Of course, not everyone enjoys reading, words, language, books etc. It’s also very important, I think, not to force your likes and dislikes onto children; to try and turn them into your own mini-me. Fae might well turn out to be one of those people who doesn’t care for books. But I doubt it, on the evidence so far.

From about five months, when she was hurtling around in a walker, she’d point to the top shelf of one of my bookcases where her small collection was stored, indicating that she wanted them. I’d bring them down and she’d perch happily on my lap as I’d read to her. Often, she’d take them from me and just turn them over, turn the pages as best she could and examine them closely, looking at the front and back covers. It seemed that she viewed them as simply different toys. Which was fine by me. If she viewed books as toys, as things to play with, then, I reasoned, she was associating books with fun. With pleasure. As an enjoyable way to spend one’s time. That’s got to be a good thing.

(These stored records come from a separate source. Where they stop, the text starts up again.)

PR #10103, opened 2021-04-08
Remove unnecessary 'signatures'

Arokha:


Novacat (approved):
Some of these are on Polaris as well so I will mirror those parts.

PR #10110, opened 2021-04-09
Updates Listening Post gateway submap

Heroman3003:
Title. Refluffs it in the merc-removing flavor.

Also, properly removes snow outpost submap from the pool, which @Novacat seems to have tried to do, but not in the right place? If it is wanted to stay, just say so.


Meghan-Rossi:
Those dates are all in the future compared to station time (currently 2321).

Heroman3003:
I intentionally left the dates on old logs wrong. I also wrote in a small excuse as to why that is (and why they reference now-noncanon events)

Sebbe9123:
> Those dates are all in the future compared to station time (currently 2321).

Gateway isn't neccessarily tied to station lore, you can have magic and shit inside the gateway maps if you want to, just not on the actual station.

Heroman3003:
> Gateway isn't neccessarily tied to station lore, you can have magic and shit inside the gateway maps if you want to, just not on the actual station.

Gateway 100% is tied to station lore, or at least lore of same universe. No magic in the setting.

KillianKirilenko:
Wrong files there, I think. You (accidentally?) altered the april fools tether submaps & defines not the main tether ones.

Heroman3003:
Ah, whoops, lemme just--

PR #10777, opened 2021-06-28
Antique Stun Revolver

klaasjared:
Adds the new Vintage Stun Revolver to the game in prep for the new break-action stun revolver that is coming to the server soon by You Matter#7158. Below is a revamped version of the current revolver that will serve as an homage to the old stun revolvers and for those that prefer a 'classic' look over a sci-fi look.

stun_revolver_0-export-export

(Note: The huge chunk of code that was removed was all duplicate code that was causing errors in the vendor.)


code/game/machinery/vending_machines_vr.dm
```diff
@@ -1528,110 +1529,6 @@
...
-	..()
-
-/obj/machinery/vending/engivend/New()
-	products += list(/obj/item/clothing/glasses/omnihud/eng = 6)
-	contraband += list(/obj/item/weapon/rms = 5)
-	..()
-
-/obj/machinery/vending/medical/New()
-	products += list(/obj/item/weapon/storage/box/khcrystal = 4,/obj/item/weapon/backup_implanter = 3,
-					/obj/item/clothing/glasses/omnihud/med = 4, /obj/item/device/glasses_kit = 1,  /obj/item/weapon/storage/quickdraw/syringe_case = 4)
```
Arokha, line 1553: Um, but, these vendors won't dispense these things anymore... if you do this...?

Arokha (dismissed):

code/game/machinery/vending_machines_vr.dm
Arokha: These were duplicates!

PR #10782, opened 2021-06-28
Port Eris Trashbag of Holding

Arokha:
image


dwinters99:
I'm all for a trashbag of holding but god is that sprite ugly. Not only that, it doesn't match the other X of holding sprites.

SplinterGP:
agree with dwinters a bit, i woulndt say its ugly but feels a bit scuffed all over

Arokha:
> I'm all for a trashbag of holding but god is that sprite ugly. Not only that, it doesn't match the other X of holding sprites.

They are also being replaced.

Very-Soft:
I like it

PR #10783, opened 2021-06-28
Fixes mechfab busy overlay getting stuck

Verkister:
Fixes mechfab busy overlay not getting cleared after finishing the task.

### DIFF
--- a/code/game/mecha/mech_fabricator.dm
+++ b/code/game/mecha/mech_fabricator.dm
@@ -219,7 +219,7 @@
   * Removes the overlay to show the fab working and sets idle power usage settings. Additionally resets the description and turns off queue processing.
   */
 /obj/machinery/mecha_part_fabricator/proc/on_finish_printing()
-	cut_overlay("fab-active")
+	cut_overlays("fab-active")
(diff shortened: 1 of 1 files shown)


code/game/mecha/mech_fabricator.dm
```diff
@@ -219,7 +219,7 @@
   * Removes the overlay to show the fab working and sets idle power usage settings. Additionally resets the description and turns off queue processing.
   */
 /obj/machinery/mecha_part_fabricator/proc/on_finish_printing()
-	cut_overlay("fab-active")
+	cut_overlays("fab-active")
```
Arokha, line 222: `cut_overlays()` does not accept an iconstate as an argument. This isn't a good fix for whatever is going on. This is just passing in a string as the `priority` argument.

Arokha (changes requested):
Can't accept since this is going to cut priority overlays like the emissive blockers, etc.

Verkister:
Yeah. There's a lot of this kinda crap still left all over the code while the cut_overlay also seems to be broken.

PR #10784, opened 2021-06-28
fix stealthmins on staffwho

### LINKED ISSUE #10768: Stealthminning seems broken?
An admin was stealthminned, but they (in their normal name) showed up on the staffwho nonetheless. Also, when they used deadchat adminsay, it said their current 'fake' ckey instead of Administrator.

Stealthmins not showing up in staffwho at all, and admin deadchat messages sent 'as admin' not doxxing the current disguise

#### What actually happened
It happened.

#### Steps to reproduce
- Be normal player
- Have a stealthminned admin speak in deadchat
- Be surprised that HEADMIN(fakeckey) showed up
- Check staffwho
- Real admin is there
- Check regular/advanced who
- Only fake ckey is there

lm40:
fixes the bug part of #10768

dsay still uses your real rank which could potentially be revealing for uncommon admin ranks (such as dogmin, host, etc.), tbh i would just not use dsay if you're trying to stealth

Resolves #10768

### DIFF
--- a/code/modules/client/verbs/who.dm
+++ b/code/modules/client/verbs/who.dm
@@ -69,7 +69,7 @@
 		var/temp = ""
 		var/category = R_ADMIN
 		// VOREStation Edit - Apply stealthmin protection to all levels
-		if(C.holder.fakekey && check_rights(R_ADMIN|R_MOD, FALSE, src))	// Only admins and mods can see stealthmins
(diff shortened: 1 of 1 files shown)


Arokha:
The dsay thing is separate, so I'm going to close that issue with this, since "don't combine a feature request and a bug report into one issue, so that's your fault"

Ketrai:
I always thought this was intentional lol.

I soon cleared one of my floor-level shelves for her books so she could access them herself, any time she wanted. And now, every time she visits, without fail, she’ll head for her shelf and stagger over to me with one of her books. And then repeat the trip until I have all of them, spread all over my lap and the arms of my chair. At which point she’ll hold her arms out to me, demanding I lift her up into my chair. Whereupon we read and lose ourselves in her books.

Objective peer-reviewed studies have shown her to be the most intelligent child in the entire span of recorded human history and I reckon she’s got the book-bug. And while it’s gratifying to be able to give my granddaughter anything that makes her happy, it’s as nothing to the sheer joy she gives back to me, a thousand-fold, every time she clambers on to my lap with a book.